On the exact region determined by Kendall’s τ and Spearman’s ρ [by Wolfgang Trutschnig]

Suppose that {X,Y} are random variables with continuous distribution functions {F} and {G} respectively. Then Spearman’s {\rho} is defined as the Pearson correlation coefficient of the {\mathcal{U}(0,1)}-distributed random variables {U:=F \circ X} and {V:=G \circ Y}, and Kendall’s {\tau} is given by the probability of concordance minus the probability of discordance, i.e.

\displaystyle \rho(X,Y)=12\big(\mathbb{E}(UV)-\tfrac{1}{4}\big)

\displaystyle \tau(X,Y)= \mathbb{P}\big((X_1-X_2)(Y_1 -Y_2)>0) - \mathbb{P}\big((X_1-X_2)(Y_1 -Y_2)<0\big)

where {(X_1,Y_1)} and {(X_2,Y_2)} are independent and have the same distribution as {(X,Y)}. Clearly, {\tau} and {\rho} are the two most famous nonparametric measures of concordance.

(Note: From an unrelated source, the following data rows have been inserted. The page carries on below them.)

PR #4649, opened 2023-04-15
use panelite word

MarcSkovMadsen:
I tried searching the `dev` docs for Panelite without luck. I wanted to know how to how to build it. But there was a miss

image

So I figured I would add/ use the Panelite word in the docs.


philippjfr (approved):
Looks good, thanks!

Issue #4651, opened 2023-04-15
Help the user understand the code a bit more in the introduction/ reference example


MarcSkovMadsen:
Looking at the `dev` docs the code provided in the intro example is a bit short

![image](https://user-images.githubusercontent.com/42288570/232183297-a1cfb8c1-4ece-4745-92f4-5a0371c21748.png)

I believe new users might not know what `pn` is.

Please add

```python
import panel as pn

pn.extension()
```

to the top of the code.

PR #4652, opened 2023-04-15
Improve intro example

MarcSkovMadsen:
Closes https://github.com/holoviz/panel/issues/4651 and fixes some bugs.


philippjfr (approved):
Yep, makes sense, thanks!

Despite the fact that {\tau} and {\rho} are both concordance measures, they quantify different aspects of the underlying dependence structure and may vary significantly. Since the early 1950s two universal inequalities between {\tau} and {\rho} are known – the first one goes back to Daniels (1950), the second one to Durbin and Stuart (1951):

\displaystyle \vert 3 \tau-2 \rho \vert \leq 1 \ \ \ \ \ (1)

\displaystyle \frac{(1+\tau)^2}{2} -1 \leq \rho \leq 1- \frac{(1-\tau)^2}{2} \ \ \ \ \ (2)

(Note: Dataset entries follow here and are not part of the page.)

Issue #4611, opened 2023-04-09
Panel 1.0 Documentation Review


philippjfr:
# Documentation Review

- [x] Remove or fix warning about non-interactivity
- [x] Add JupyterLite links everywhere (https://github.com/pyviz-dev/nbsite/pull/270)
- [ ] Add links to deployed versions of how-to examples
- [x] Migrate non-featured gallery examples to reference and how-to materials
- [x] Rewrite gallery index page by hand
- [ ] Add links to pyodide converted apps
- [ ] Fix conversion of apps with global template

## Getting Started

- [x] Installation
  - [x] Move section about developing in different environments into How To (@droumis)
  - [x] Link to how-to sections but assume Jupyter(Lab)
- [ ] Get started in 2 minutes (@philippjfr)
   - Display Markdown + Chart or Table
   - Run in website, launch JupyterLite or locally
- [ ] Getting started with interactivity (@philippjfr)
   - [ ] Reactive based

## How-to

- [x] how_to/display
   - [x] JupyterLab Preview 
- [x] how_to/apis
  - [x] Find better way to guide people to correct API
    - [x] Function vs. Class
    - [x] Callback vs. Reactive
  - [x] Remove interact (and all mentions of `interact` from documentation)
- [x] how_to/reactive (@Hoxbro):
  - [x] Add section on pn.bind
  - [ ] Add section on binding parameters on components
  - [ ] Add section on ParamFunction/ParamMethod
- [ ] how_to/callbacks/session:
  - [ ] Missing on_session_created
- [ ] how_to/templates/
  - [ ] Update screenshots
- [ ] how_to/performance
  - [ ] Add section on on_load
  - [ ] Add section on defer load
  - [ ] 
- how_to/concurrency/load_balancing
  - [ ] Fix image
- [ ] how_to/integrations/flask
  - [ ] Missing
- [ ] how_to/template/template_theme
  - [ ] Remove

## Background

- [x] Organize into sections
- [x] Various items missing in TOC
- [ ] Panel and Param
  - [ ] Missing
- [ ] Panel Communications
  - [ ] Missing
- [ ] Templates
  - [ ] Update

## Reference Gallery

- [x] Ensure TOC tree has sections (https://github.com/pyviz-dev/nbsite/pull/267)
- [x] Make code pyodide executable (https://github.com/pyviz-dev/nbsite/pull/270)
- [x] Add Image and Vizzu pane thumbnails
- [ ] Review Template notebooks

## Discovered issues with components

[...]

PR #4664, opened 2023-04-17
Organize Background

droumis:
Organizing the background. Addresses some of #4611

background-org


droumis:
note, I'm using externally hosted images for the other library logos, as I don't think I have access to add to assets.holoviz.org

droumis:
update.. now using HoloViz-hosted assets

philippjfr (approved):
This looks great, thank you!!!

{The classical τ-ρ-region determined by the inequalities (1) and (2) and some copulas (distributing mass uniformly on the blue segments) for which the inequality by Durbin and Stuart is sharp. The red line depicts the true boundary of Ω.

Although both inequalities have been known for decades now, a full characterization of the exact {\tau}{\rho}-region {\Omega}, defined by

\Omega=\big\{(\tau(X,Y),\rho(X,Y)):\,\, X,Y \text{ continuous random variables}\big\},

was first established in our article. Working with copulas and so-called shuffles it was possible to describe all random variables {(X,Y)} with {(\tau(X,Y),\rho(X,Y)) \in \partial \Omega}, where {\partial \Omega} denotes the topological boundary of {\Omega}. Figure 0 depicts some distributions of uniformly distributed random variables {X,Y} for which we have {(\tau(X,Y),\rho(X,Y)) \in \partial \Omega} – for a small animation we refer to animation {\partial \Omega}. Although our main objective was a full characterization of {\Omega} the proofs produced an equally interesting by-product: For every point {(x,y) \in \Omega} there exist random variables {X,Y} and a measurable bijection {f: \mathbb{R} \rightarrow \mathbb{R}} with {Y=f(X)} such that {(\tau(X,Y),\rho(X,Y))=(x,y)} holds. In other words: (Mutually) completely dependent random variables cover all possible {\tau}{\rho}-constellations.

As pointed out in Section 6 in our paper, characterizing the exact {\tau}{\rho}-region for standard families of distributions (or, equivalently, copulas) may in some cases be even more difficult than determining {\Omega} was. The main reason for this fact is that not in all families we may find dense subsets consisting of elements for which {\tau} and {\rho} allow for handy formulas (as it is the case for shuffles). The author conjectures, however, that the classical Hutchinson-Lai inequalities are not sharp for the class of all extreme-value copulas and that it might be possible to derive sharper inequalities in the near future.